SPI_connect creates a new memory context and makes it current. SPI_finish restores the previous current memory context and destroys the context created by SPI_connect. These actions ensure that transient memory allocations made inside your C function are reclaimed at C function exit, avoiding memory leakage.

However, if your C function needs to return an object in allocated memory (such as a value of a pass-by-reference data type), you cannot allocate that memory using palloc, at least not while you are connected to SPI. If you try, the object will be deallocated by SPI_finish, and your C function will not work reliably. To solve this problem, use SPI_palloc to allocate memory for your return object. SPI_palloc allocates memory in the upper executor context, that is, the memory context that was current when SPI_connect was called, which is precisely the right context for a value returned from your C function. Several of the other utility functions described in this section also return objects created in the upper executor context.

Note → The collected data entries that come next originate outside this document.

PR #7047, opened 2021-12-06
Expose internal ids for entity types

Yive:
Entity types IDs in the Bukkit API rarely match the internal entity type IDs in the NMS. This will allow for plugins that make use of packets to no longer need reflection or Burger to get the proper entity type IDs for the server's version.


kashike:
👎 I am not a fan of this - packets are not part of the API.

jpenilla:
I'm not sure why you would need to use reflection, paperweight userdev would allow you to call this method (and is the supported way to use internals)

When SPI_connect is called, the private context of the C function, which is created by SPI_connect, is made the current context. All allocations made by palloc, repalloc, or SPI utility functions (except as described in this section) are made in this context. When a C function disconnects from the SPI manager (via SPI_finish) the current context is restored to the upper executor context, and all allocations made in the C function memory context are freed and cannot be used any more.

SPI_palloc 3

SPI_palloc allocate memory in the upper executor context

void * SPI_palloc(Size size)

7.9.132. Description

SPI_palloc allocates memory in the upper executor context.

This function can only be used while connected to SPI. Otherwise, it throws an error.

7.9.133. Arguments

size in bytes of storage to allocate

7.9.134. Return Value

pointer to new storage space of the specified size

SPI_repalloc 3

SPI_repalloc reallocate memory in the upper executor context

void * SPI_repalloc(void * pointer, Size size)

7.9.135. Description

SPI_repalloc changes the size of a memory segment previously allocated using SPI_palloc.

This function is no longer different from plain repalloc. It’s kept just for backward compatibility of existing code.

7.9.136. Arguments

pointer to existing storage to change
size in bytes of storage to allocate

7.9.137. Return Value

pointer to new storage space of specified size with the contents copied from the existing area

SPI_pfree 3

SPI_pfree free memory in the upper executor context

void SPI_pfree(void * pointer)

7.9.138. Description

SPI_pfree frees memory previously allocated using SPI_palloc or SPI_repalloc.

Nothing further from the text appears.